For individuals and families affected by SRD5A3-related disorders, gene and variant databases serve as a crucial resource for understanding the condition, accessing additional resources, and connecting with the scientific community.

References

  • gene: SRD5A3

  • databases: OMIM, PubMed

  • information: Additional information on SRD5A3 gene can be found in scientific articles and databases such as OMIM and PubMed.

  • tests: Genetic testing for SRD5A3 gene is available to diagnose related disorders.

  • references: Lefeber, D.J., et al. “SRD5A3-CDG: Clinical Spectrum, Molecular Diagnosis, and Tratment.” In GeneReviews.

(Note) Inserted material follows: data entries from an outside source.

PR #411, opened 2024-08-19
minor: Update supported Ansible versions

SuperQ:
Ansible versions 2.11 and older are not supportable on new platforms. Set the minimum supported Ansible version to 2.12 in order to make updating our integration testing possible.
* Fixup minor linting issues.

### DIFF
--- a/.config/molecule/config.yml
+++ b/.config/molecule/config.yml
@@ -17,12 +17,6 @@ platforms:
     privileged: true
     cgroup_parent: docker.slice
     command: /lib/systemd/systemd
-  - name: centos-7
-    image: dokken/centos-7
-    pre_build_image: true
-    privileged: true
-    cgroup_parent: docker.slice
-    command: /usr/lib/systemd/systemd
   - name: centos-stream-9
     image: dokken/centos-stream-9
     pre_build_image: true
--- a/.github/scripts/collection_version_parser.py
+++ b/.github/scripts/collection_version_parser.py
@@ -1,4 +1,4 @@
-#!/usr/bin/python
+#!/usr/bin/env python
 
 """
 This module provides functions for parsing PEP 440 compliant
--- a/meta/runtime.yml
+++ b/meta/runtime.yml
@@ -1,2 +1,2 @@
 ---
-requires_ansible: ">=2.9.0,<=2.16.99"
+requires_ansible: ">=2.12.0,<=2.16.99"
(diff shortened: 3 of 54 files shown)


SuperQ:
@gardar Fixed up, removing centos-7 here instead of #395 to make some tests pass.

gardar (commented):
I was hoping centos 7 would be the last version using 2.9 but I don't think we can fully remove the old ansible versions yet, as for example ubuntu 20.04 doesn't have anything newer than 2.9 in the repos, not even in the backports https://packages.ubuntu.com/focal/ansible 😔 
I'd much prefer that we add exclusions to the matrix as I mentioned here: https://github.com/prometheus-community/ansible/pull/395#issuecomment-2297472476

SuperQ:
Ok, if you have a hint on how/where you were going to add the version matrix list, I could work on it.

gardar:
I'm not absolutely certain where it would be best to place the exclusion list, I don't think that it would fit in any of the ansible meta files. So I guess it would either have to be under `env:` in `.github/workflows/ansible-ci.yml` on in some new file under `.github/`

Something like this for example:
```yaml
env:
  EXCLUSIONS: |
            - target: ubuntu-24.04
              ansible-core-version: 
                - stable-2.10
                - stable-2.11
```

Then we need to add it to the matrix json that's dynamically generated and used in `.github/workflows/ansible-test-molecule.yml`

The matrix that's currently generated ends something like this:

```yaml
jobs:
  ansible-test-integration:
    runs-on: ubuntu-latest
    strategy:
      fail-fast: false
      max-parallel: 4
      matrix:
        target: [ubuntu-20.04, ubuntu-22.04, ubuntu-24.04]
        ansible-core-version: [stable-2.10, stable-2.11, stable-2.12, stable-2.13]
```

but after adding the excludes it would end something like this:

```yaml
jobs:
  ansible-test-integration:
    runs-on: ubuntu-latest
    strategy:
      fail-fast: false
      max-parallel: 4
      matrix:
        target: [ubuntu-20.04, ubuntu-22.04, ubuntu-24.04]
        ansible-core-version: [stable-2.10, stable-2.11, stable-2.12, stable-2.13]
        exclude:
          - target: ubuntu-24.04
            ansible-core-version: 
              - stable-2.10
              - stable-2.11
```

SuperQ:
Closing in favor of https://github.com/prometheus-community/ansible/pull/416.

PR #421, opened 2024-09-30
fix(process_exporter): skip install when there's nothing to do

frazew:
Just like in `roles/node_exporter/tasks/main.yml`: the install tasks can be skipped conditionally when process_exporter is already installed and reports the same version as the expected one.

Seattle (WA): University of Washington, Seattle; 1993-. 2011.

  • disorder: SRD5A3-congenital disorder of glycosylation (SRD5A3-CDG)

  • registry: SRD5A3-congenital disorder of glycosylation (SRD5A3-CDG) is listed in the registry for glycosylation disorders.

  • production: SRD5A3 gene is involved in the production of dolichol, a sugar carrier molecule.

  • genetic: SRD5A3 gene is a genetic variant related to SRD5A3-CDG.

  • conditions: SRD5A3 gene mutations can lead to various health conditions.

  • related: Other genes and enzymes are also related to glycosylation disorders.

  • resources: Resources for SRD5A3-CDG and other glycosylation disorders can be found in the registry and scientific articles.

  • names: SRD5A3-CDG is referred to by different names in scientific literature and databases.

  • pubmed: PubMed provides access to research articles on SRD5A3 gene and related diseases.

  • omim: OMIM database contains information on SRD5A3 gene and associated disorders.

  • changes: Mutations in SRD5A3 gene can cause changes in glycosylation processes.

  • srd5a3-congenital: SRD5A3-congenital disorder of glycosylation (SRD5A3-CDG) is a disorder caused by mutations in SRD5A3 gene.

  • epub: EPub versions of scientific articles can be accessed for further reading on SRD5A3 gene and glycosylation disorders.